Almost a year after his visit to the Chiang Mai prison, Josh received another call from Wim at the Dutch embassy. Now the story was approaching the present time: this was only several weeks before our dinner. A package had arrived for him at the embassy; the return address, in neat Thai lettering, M. van der Leun, c/o Chiang Mai Central Prison, etc. Josh asked Wim to send it over. He supposed it was something to do with the inheritance. But when the envelope arrived, it was larger than Josh had expected. He opened the package cautiously and found two small manuscripts, each about fifty handwritten pages, densely covered on both sides of the page. The manuscripts had been bound with white twine. The first one was entitled "Notes Toward a Political Anthropology of Prison Life in Northern Thailand"; the second, "The Economic Organization of a Thai Women's Prison."

There was also a cover letter. Josh fished around in his bag, brought out an envelope, extracted a folded piece of paper, and handed it to me. I unfolded it.

Chiang Mai Central Prison
Chiang Mai

 

Dear Mr. O'Connor:

I have never properly thanked you for your visit, or apologized for my anger.

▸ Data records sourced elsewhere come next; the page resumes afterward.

PR #2755, opened 2016-01-31
fix Bug in FTP Module

k-serenade:
1. Add the argument of _after ()
2. $this->ftp to NULL, after ftp_close.  
If you do not do this, then _closeConnection() for ftp_close is re-executed when is called.
3. Fixed a typo flase to false


DavertMik:
Thank you!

Please accept my gratitude now, and my apologies.

Paper! Pens! Stamps! What is a would-be scholar's life without them? Your assistance has made it possible for me to complete my research. I have been penniless for such a long time, and I can not tell you the frustration I suffered not being able to complete the attached manuscripts, for lack of these basic necessities. Now I must call on you one more time. I would like to see both of the attached manuscripts published. They must, of course, be properly typed, which is impossible for me in my present circumstances, as you can imagine. The "Notes," etc., are intended for the
Southeast Asian Journal of Social Science
; the paper entitled "Economic Organization," etc., I'd like to see sent to
Ethnology
. It will be necessary to explain the conditions under which the papers have been written as they both lack a scholarly apparatus. If the papers are accepted, please keep whatever modest fees may result as a token of my appreciation.

I thank you, in advance, for your time: I have no one else at all to whom I might entrust these documents. It is a melancholy thought.

 

Yours most sincerely,
Martiya van der Leun

 
 

I read the letter, and then I read it again. Bangkok, the noisy street, the market stench, the passing cars—all these faded away for a moment. I looked at the signature on the letter. It was a messy, almost violent scrawl, the only unclear words on the page. Otherwise her handwriting was a series of fluid, graceful loops.

"That's really something," I said.

"Isn't it?" Josh agreed.

"What were the manuscripts like?"

"That's the thing. They were terrific. I opened up the envelope and I spent the whole evening reading them. When I was in college, there was this girl, she was an anthropology major, you know? and anyhow, I ended up taking a couple of anthropology classes—just Anthro 101, and then a seminar on the Hindus of the Himalayas—but the point is, even I could see right away that this woman—Martiya, not the girl in college— Martiya was a serious anthropologist. I mean, I don't know if she was a professional, but I thought what she wrote was excellent."

"So tell me already, who
is
this woman?" I asked. I was still waiting for the punch line to the story.

"That's the thing," Josh said. "That's just it. The next morning, I decided to find out more. I was just curious, I'd been curious all year. I called up the prison, and I figured either I would talk to one of the prison administrators or I'd go back up to Chiang Mai and see her again. But when I got the warden on the phone, he hemmed and hawed for a minute and then he told me that Martiya was dead."